I am getting a full highlight and haircut at 1 pm at the new Aveda salon by our house.  Bliss.  I made a tragic mistake in November in regards to my hair.  I decided to be a "kitchen beautician" and I colored my hair myself.  Disaster.  I know better.  My roots turned this awful red and the rest just dried up.  Good work.  I know money is tight...but I have always found money to do my hair.  After the disaster, I went to the salon and had my hair fixed, which ended up costing more than if I had just had it done in the first place.  Dumb, right?  Ha.  While sitting in the salon getting my hair fixed, I realized that I had stopped buying many things for myself that make me feel good....because money is tight.  I stopped buying good lotion.  My skin was so dry I was so itchy.  The cheap crap I was buying was just not cutting it.  I hadn't bought good razors to shave in forever. My legs and arm pits were so beat up it was ridiculous.  I hadn't bought good hair products for styling and conditioning....my hair was a mess.  I hadn't been buying good products to clean and moisturize my face.  My skin looked like a teenager going through puberty.  My make up was so expired and icky, I just looked horrible.  All of these things lumped together was doing awful things for my self esteem which is not good.  I changed all that a few weeks ago with the help of my Christmas money.  I told Todd about this and he was so sad that I hadn't been buying these important things for myself.  He rocks.  He was the one that insisted that I get a FULL highlight and haircut.  I had been doing just a partial highlight and getting my hair cut at SuperCuts.  I have to remember to take care of me.  Makes me a better care-giver.  Can't wait for my appointment this afternoon.

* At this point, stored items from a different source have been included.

PR #4469, opened 2022-12-28
Switch to opt-out system for code block language tags

parlough:
This works by adding an extra class to the body on pages in which language tags should be included. Code blocks can add the `no-lang` class with `{:no-lang}` to avoid the language tag being added.

Classes which want the language tags to show up need to add `body_class: highlight-languages` to the front matter.

### DIFF
--- a/src/_guides/language/coming-from/js-to-dart.md
+++ b/src/_guides/language/coming-from/js-to-dart.md
@@ -1,6 +1,7 @@
 ---
 title: Learning Dart as a JavaScript developer
 description: Leverage your JavaScript knowledge when learning Dart.
+body_class: highlight-languages
 ---
 
 This guide aims to leverage your JavaScript programming knowledge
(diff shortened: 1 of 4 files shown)


atsansone (approved):
LGTM. I see where it applies on the **Coming from...** pages, but don't see it on [other](https://dart-dev--pr4469-feature-opt-out-syst-xilb6i87.web.app/guides/language/language-tour#a-basic-dart-program) [pages](https://dart-dev--pr4469-feature-opt-out-syst-xilb6i87.web.app/guides/language/concurrency#the-async-await-syntax). Do we need to make further changes on those pages to get this benefit?

domesticmouse (approved):

parlough:
@atsansone The pages have to opt in by adding `body_class: highlight-languages` to the front matter since it doesn't make sense for most pages to include these tags when they are only documenting Dart.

Here's a picture of Ava and Uncle Bob from our wonderful visit to Salt Lake City.  We had a blast and Ava was a champ on the airplane.  There were many screaming kids, and none of the screams were from our girl.


Tuesday, January 04, 2011

Trip

Ava and I are flying to Salt Lake to see my bro and Rebecca this weekend.  Can't wait to see them.  Can't wait to spend quality time.  Can't wait to see their new gorgeous house.  OK.  I am traditionally not a good flyer.  Here's the story.  I had a panic attack on a flight once.  It only happened once, but once was enough to know that I must be medicated to fly.  The story is actually funny....now.  I had gone to Vegas with Katie and Christine for Christine's Bachelorette Party.  We drank way too much and slept way too little.  Our return flight was delayed so we sat at the airport for HOURS...realllly hung over and reallly tired.  We got on the plane finally and I started having a panic attack.  I couldn't breathe.  My throat closed.  I couldn't move.  I felt like I had a big fat sweaty dude sitting on my chest.  I wanted to jump out of the plane.  It was the scariest feeling ever.  EVER. My face was beet red the whole flight and I was shaking.  I finally had to lean forward and put my hands over my ears and sing the "meow, meow, meow" song to myself to get through it.  It was embarrassing.  It was awful.  As we left the airport Katie said, "Emily.  I love you.  But I won't fly with you to Mexico (for Christine's wedding) if you act like that.  Figure it out girl."  So.  I went to my doctor and got some nice anti-anxiety meds for the trip to Mexico.  Let-me-tell-you.....I was the SWEETEST person on that plane after taking my meds.  Funny.  Now.  OK.  I have flown many more times and each time I have medicated myself, but on headphones and zoned out with a cocktail or 4.  Emily is good flyer all doped up.  NOW...this weekend, I will be flying alone with a 9 month old.  No zoning out here.  I will be medicated....believe-you-me....but I have to stay engaged to care for Ava.  I am nervous.  But I will be ok.  Todd on the other hand is more nervous than me about my ability to fly with Ava alone.  Maybe he will need to be medicated too. 

Wish

My Wish for You in 2011


May peace break into your home and may thieves come to steal your debts.

May the pockets of your jeans become a magnet for $100 bills.

May love stick to your face like Vaseline and may laughter assault your lips!

May happiness slap you across the face and may your tears be that of joy

May the problems you had, forget your home address!

In simple words ...............

May 2011 be the best year of your life!!!